▶ **EXERCISE GOAL**: Output all records below verbatim.

══ DATA TO EXAMINE ══

PR #299, opened 2024-02-09
Make license match SPDX ID

chennes:
See https://spdx.org/licenses/ -- note that you might actually mean `LGPL-2.1-only`, in which case use that instead.


shaise:
Thanks!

═══

▶ **ANSWER FOR THE TASK**:
PR #299, opened 2024-02-09
Make license match SPDX ID

chennes:
See https://spdx.org/licenses/ -- note that you might actually mean `LGPL-2.1-only`, in which case use that instead.


shaise:
Thanks!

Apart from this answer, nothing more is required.